One of most popular posts this year came from Ferris Jumah, a data scientist at LinkedIn, who mapped the most popular skills of data scientists by scraping LinkedIn profile data. One of the common comments amongst data scientists who came across this post- as with most of our posts focused around data science skillsets- was “Surely, you can’t expect data scientists to have all these skills?”
Naturally, we don’t- every data science role involves a particular comibination of some of the skills, and anyone who had mastered all of the programming languages listed alone would be some sort of computing demi-God. Having said that, there’s always room for growth and expansion; thus, we’ve found 10 online resources to help you get acquainted with the 10 biggest skills in the Data Science Skills Network. Whether you’re a data science rookie or a seasoned professional, we hope this compiled list of some of the most excellent courses on the web proves to be useful.
1. Analytics- the SAS Enterprise Business Intelligence Course
Leveraged more at the tech-curious businessman than the seasoned data scientist, this course is still undoubtedly worth investigating for anyone looking into getting started with business reporting in SAS. They offer courses for a wide variety of BI roles, from initial platform exploration to designing, tuning and maintaining OLAP cubes.
2. Machine Learning- Coursera
Taught by Stanford Professor, Baidu’s Chief Scientist, and all-round data science rockstar Andrew Ng, this course is indisputably the course to take if you’re looking to get in to data science. The course covers data mining, pattern recognition, supervised & unsupervised learning, and draws on multiple real-world examples and applications. Plus, it’s absolutely free- the 2015 sessions have yet to be announced, but if you’re interested in delving deeper into machine learning, it’s definitely worth adding this course to your watchlist.
3. Statistics- Google Tech Talks’ Stats 202
Like the Coursera machine learning class, this series of 5 hour-long talks is based on a Stanford class. Not only do you have the hallmark of a class designed by a world-class institution, you also don’t have to pay a cent to watch it. For anyone with a basic grounding in stats, these talks are highly recommended. Key topics covered include: exploring and visualizing data, association analysis, classification, and clustering. Additional complementary resources can be found here.

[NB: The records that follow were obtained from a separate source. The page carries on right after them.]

Issue #1170, opened 2026-08-10
[Testing]: Remove benchmark validation's autouse global import-state cleanup and isolate verifier modules explicitly


morluto:
## Summary

`benchmarks/validation/conftest.py` mutates interpreter-global import state for the entire validation suite and then tries to repair it around every test:

```python
ROOT = Path(__file__).parents[2]
if str(ROOT) not in sys.path:
    sys.path.insert(0, str(ROOT))

@pytest.fixture(autouse=True)
def _isolate_task_verifier_imports():
    original_path = list(sys.path)
    sys.modules.pop("verifier_support", None)
    try:
        yield
    finally:
        sys.modules.pop("verifier_support", None)
        sys.path[:] = original_path
```

This is not hermetic module isolation:

- `sys.path` and `sys.modules` are process-global;
- removing one cache key does not remove modules imported as side effects;
- deleting a `sys.modules` entry does not invalidate references retained by other modules/objects;
- the snapshot already includes the import-time repository-root insertion;
- an autouse fixture hides the dependency from every validation test;
- tests remain order-dependent within each pytest/xdist worker.

The repository already contains both correct primitives needed to replace this pattern:

1. `test_verifier_support_schema.py` loads an exact file under an explicit unique module name with `spec_from_file_location`, `module_from_spec`, and scoped `sys.modules` registration;
2. `_verifier_child.py` executes task verifiers in a fresh interpreter with controlled mounts, path state, module registration, deadlines, and output validation.

The desired architecture is:

> Pure source-module contracts use explicit path-bound module identities; task verifier execution uses a fresh interpreter. No benchmark validation test relies on suite-wide import-cache cleanup.

Static audit baseline: `main` at `2df807e28840c5f73f41686a16176e4e69838232`.

### `conftest.py` changes collection-wide import behavior

[`benchmarks/validation/conftest.py`](https://github.com/morluto/jacobian/blob/2df807e28840c5f73f41686a16176e4e69838232/benchmarks/validation/conftest.py) inserts the repository root into `sys.path` at module import time.

That mutation occurs during pytest configuration/collection, before a test explicitly requests a fixture. The autouse fixture's `original_path` snapshot is captured later and therefore treats the inserted root as baseline state rather than undoing it.

Import resolution for every validation test can consequently differ from:

- the packaged/installed application;
- the fresh verifier child;
- another test runner/import mode;
- a developer importing the module outside pytest.

### Cleanup removes only the exact top-level alias

The fixture pops only:

[...]

PR #1538, opened 2026-08-15
Remove validation import-state fixture

kaoru0822-kitauji:
## What changed

- removed the validation-wide autouse fixture that mutated `sys.path` and the generic `verifier_support` module alias
- extracted the existing path-bound source loader pattern and migrated the seven pure conjecture-probe source tests that still depended on parent-process import state
- made child-verifier tests assert that parent `sys.modules` and `sys.path` state is preserved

4. R- Coursera’s Computing for Data Analysis
Part of Coursera’s 9-part Data Science Specialisation, this course is taught by Roger D. Peng of John Hopkins University. Originally designed for first-year graduate students in Biostatistics, this course will teach you to program in R and use R for “effective data analysis”. You’ll learn: programming in R, reading into R, accessing and creating R packages, and how to create data infographics.
5. Python- Codecademy
Simply put, this course has taught over 2.5 million Python. This 13-hour course covers all the basics, from Syntax to Strings & Console Output, from Loops to Lists. A perfect- and free- introduction to this powerful programming language.
6. SQL- GalaXQL
There are dozens of great options to learn SQL for free online. The “Learn SQL the Hard Way” and “SQL Problems & Solutions” are definitely worth looking in to. If you’re looking for something slightly more fun and interactive, try GalaXQL. GalaXQL is a visual platform, offering lessons on SQL in a database of fictional galaxies. The galaxy rendering reflects the changes you make in the database.
7. Algorithms- Udacity’s Intro to Algorithms
This intermediate course on algorithms focuses around the mission of “analysing your social network”. You’ll learn about recursion replacements and pairwise connectivity, to find the quickest route to Kevin Bacon; you’ll learn about heaps, and how they can help you keep track of your best friends. It’s not the cheapest course in the world, and they recommend you surrender 6 hours a week for three months- but if you have the time and money to spare, this course is as enlightening as it is lighthearted.
8. Hadoop- Udemy’s “Become a Certified Hadoop Developer”
This course will teach you about Hadoop right from the beginning, leaving you with proficient knowledge of programming in Hadoop and MapReduce. An advantage of the Udemy model is once you’ve paid your money, you have lifetime access to all of the course materials- meaning you can refer back to this framework and sharpen your skills at any time. The Hortonworks classes also come highly recommended.
9. Data Mining- Coursera’s “Pattern Discovery in Data Mining”
If you have cash to part with, Coursera’s entire Data Mining specialisation is well worth looking in to. However, many of the classes on the specialisation- including the excellent course on pattern discovery- can be taken for free, without certfication at the end. This course is taught by Jiawei Han of the University of Illinois, and serves as a great introduction into data mining algorithms, concepts and challenges.
10. MATLAB- MIT’s Introduction to MATLAB
Offered by MIT’S Open Courseware project, this class is described is a four-week class which serves as “an aggressively gentle introduction to MATLAB”. This class will introduce you to popular MATLAB toolboxes, and includes assigments based around MATLAB problems and challenges.